§ Instructions to follow
Copy every record that appears below, exactly as it stands.

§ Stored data
Issue #113, opened 2018-10-08
SIMD implementation of Accumulate() function


ihhub:
We do not have SIMD (SSE, AVX or NEON) implementation of **Accumulate()** function. for the person who is willing to add such code please take a look into an implementation of the function inside `image_function.cpp` and the structure which is used for SIMD code inside `image_function_simd.cpp`. Please do not forget to add unit test for newly created function(s) inside `unit_test_image_function.cpp` (it's just one line code via macros call).

0x72D0:
I will try to do this one( SSE, AVX and NEON ).

ihhub:
Sure. It should be very similar to `Sum` function in terms of instruction usage.

0x72D0:
in the AVX implementation do you accept the use of sse intrinsics?

ihhub:
`avx` has a full set of commands which are an equivalent to `sse`. Additionally, `avx` uses different registers on processor. So there is no reason to mix them.

0x72D0:
my problem is the following:
the accumulate function take the byte one by one in the memory and add them to the result vector, the byte is a uint8_t and the vector contains a uint32_t. so I was thinking using this intrinsic to convert the 8 bit integer to 32 bit integer: `__m256i _mm256_cvtepu8_epi32 (__m128i a)` but I need a __m128 register in order to use this function... so I was planning on using `__m128i _mm_loadu_si64 (void const* mem_addr)` which need sse in order to work

ihhub:
Won't the following fulfil your needs:
1. Read 256 bit variable (32 bytes)
2. Convert the variable into 2 variables of 16 bits (low and high) (`_mm256_unpacklo_epi8` and `_mm256_unpackhi_epi8`)
3. Convert into 4 variables of 32 bits (low and high from 16 bit) (`_mm256_unpacklo_epi16` and `_mm256_unpackhi_epi16`)
4. Add to original array all 4 variable (`_mm256_add_epi32`)

0x72D0:
from what I can see the function `__m256i _mm256_unpackhi_epi8 (__m256i a, __m256i b)` take two register and fuse them into one, so I can use a "zero" register to just keep the higher part, but still how can I zero extend them to 16 bit? Yeah the sum and the accumulate function look similar, but if I understand well in the Accumulate function I don't want the byte to add to other thing than the result so I can't use the `_mm256_add_epi16( dataLo, dataHi )` to cast them to 16 bit.

[...]

PR #169, opened 2018-10-22
add avx support for the accumulate function

0x72D0:
PR for #113. I add the avx support for the accumulate function, the only thing I found weird in my implementation is it seems to be slower on larger dataset:

screenshot_20181021_224430

I should implement the sse support in the following days.

### DIFF
--- a/src/image_function_simd.cpp
+++ b/src/image_function_simd.cpp
@@ -62,10 +62,9 @@ namespace avx
         for( ; imageY != imageYEnd; imageY += rowSize, outY += rowSize ) {
             const simd * src    = reinterpret_cast <const simd*> (imageY);
             const simd * srcEnd = src + simdWidth;
-            const simd * dst_const = reinterpret_cast <const simd*> (outY);
-            simd       * dst  = reinterpret_cast <simd*> (outY);
+            simd       * dst    = reinterpret_cast <simd*> (outY);
 
-            for( ; src != srcEnd; ++src, dst+=4, dst_const+=4) {
+            for( ; src != srcEnd; ++src ) {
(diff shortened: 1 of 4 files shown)


ihhub:
Please test the code after my corrections. Regarding the performance tests: your code is slightly faster than CPU first of all and with my tiny changes it should be even faster. Please remember that compiler `could` use SIMD optimizations as well leading to almost identical code.

0x72D0:
wait there's something I don't understand... The reason why I put the dst_const variable is because without it the loadu function give me a segfault... so why there's is no segfault now even if you pass a non const variable to loadu?

ihhub:
`segfault` could happen because of reading a data which is out of bound for example. Passing a `non-const` argument to a function which requires a `const` argument automatically makes the argument `const`. Please verify on unit tests that everything works fine. If yes we could merge the code :)

0x72D0:
yes everythings work fine on my side

ihhub:
@0x72D0, thanks a lot again for your work for the project and I hope that you would continue your contribution!

ihhub:
There was a bug in the code which I fixed in [this commit](https://github.com/ihhub/penguinV/commit/d5a9ca02c467fdf1533269f639a9f96b3c7416fa)

0x72D0:
what was the bug exactly?

ihhub:
`outY` which is a pointer to `result` vector was incremented by `rowSize` (instead of `width`) which is bigger than `width` for situations of ROI (not full) image processing. That's why **form2** of the test had **segfault** (out of bounds).

0x72D0:
oh! okay I see, thanks for the precision :)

§ Solution to the problem
Issue #113, opened 2018-10-08
SIMD implementation of Accumulate() function


ihhub:
We do not have SIMD (SSE, AVX or NEON) implementation of **Accumulate()** function. for the person who is willing to add such code please take a look into an implementation of the function inside `image_function.cpp` and the structure which is used for SIMD code inside `image_function_simd.cpp`. Please do not forget to add unit test for newly created function(s) inside `unit_test_image_function.cpp` (it's just one line code via macros call).

0x72D0:
I will try to do this one( SSE, AVX and NEON ).

ihhub:
Sure. It should be very similar to `Sum` function in terms of instruction usage.

0x72D0:
in the AVX implementation do you accept the use of sse intrinsics?

ihhub:
`avx` has a full set of commands which are an equivalent to `sse`. Additionally, `avx` uses different registers on processor. So there is no reason to mix them.

0x72D0:
my problem is the following:
the accumulate function take the byte one by one in the memory and add them to the result vector, the byte is a uint8_t and the vector contains a uint32_t. so I was thinking using this intrinsic to convert the 8 bit integer to 32 bit integer: `__m256i _mm256_cvtepu8_epi32 (__m128i a)` but I need a __m128 register in order to use this function... so I was planning on using `__m128i _mm_loadu_si64 (void const* mem_addr)` which need sse in order to work

ihhub:
Won't the following fulfil your needs:
1. Read 256 bit variable (32 bytes)
2. Convert the variable into 2 variables of 16 bits (low and high) (`_mm256_unpacklo_epi8` and `_mm256_unpackhi_epi8`)
3. Convert into 4 variables of 32 bits (low and high from 16 bit) (`_mm256_unpacklo_epi16` and `_mm256_unpackhi_epi16`)
4. Add to original array all 4 variable (`_mm256_add_epi32`)

0x72D0:
from what I can see the function `__m256i _mm256_unpackhi_epi8 (__m256i a, __m256i b)` take two register and fuse them into one, so I can use a "zero" register to just keep the higher part, but still how can I zero extend them to 16 bit? Yeah the sum and the accumulate function look similar, but if I understand well in the Accumulate function I don't want the byte to add to other thing than the result so I can't use the `_mm256_add_epi16( dataLo, dataHi )` to cast them to 16 bit.

[...]

PR #169, opened 2018-10-22
add avx support for the accumulate function

0x72D0:
PR for #113. I add the avx support for the accumulate function, the only thing I found weird in my implementation is it seems to be slower on larger dataset:

screenshot_20181021_224430

I should implement the sse support in the following days.

### DIFF
--- a/src/image_function_simd.cpp
+++ b/src/image_function_simd.cpp
@@ -62,10 +62,9 @@ namespace avx
         for( ; imageY != imageYEnd; imageY += rowSize, outY += rowSize ) {
             const simd * src    = reinterpret_cast <const simd*> (imageY);
             const simd * srcEnd = src + simdWidth;
-            const simd * dst_const = reinterpret_cast <const simd*> (outY);
-            simd       * dst  = reinterpret_cast <simd*> (outY);
+            simd       * dst    = reinterpret_cast <simd*> (outY);
 
-            for( ; src != srcEnd; ++src, dst+=4, dst_const+=4) {
+            for( ; src != srcEnd; ++src ) {
(diff shortened: 1 of 4 files shown)


ihhub:
Please test the code after my corrections. Regarding the performance tests: your code is slightly faster than CPU first of all and with my tiny changes it should be even faster. Please remember that compiler `could` use SIMD optimizations as well leading to almost identical code.

0x72D0:
wait there's something I don't understand... The reason why I put the dst_const variable is because without it the loadu function give me a segfault... so why there's is no segfault now even if you pass a non const variable to loadu?

ihhub:
`segfault` could happen because of reading a data which is out of bound for example. Passing a `non-const` argument to a function which requires a `const` argument automatically makes the argument `const`. Please verify on unit tests that everything works fine. If yes we could merge the code :)

0x72D0:
yes everythings work fine on my side

ihhub:
@0x72D0, thanks a lot again for your work for the project and I hope that you would continue your contribution!

ihhub:
There was a bug in the code which I fixed in [this commit](https://github.com/ihhub/penguinV/commit/d5a9ca02c467fdf1533269f639a9f96b3c7416fa)

0x72D0:
what was the bug exactly?

ihhub:
`outY` which is a pointer to `result` vector was incremented by `rowSize` (instead of `width`) which is bigger than `width` for situations of ROI (not full) image processing. That's why **form2** of the test had **segfault** (out of bounds).

0x72D0:
oh! okay I see, thanks for the precision :)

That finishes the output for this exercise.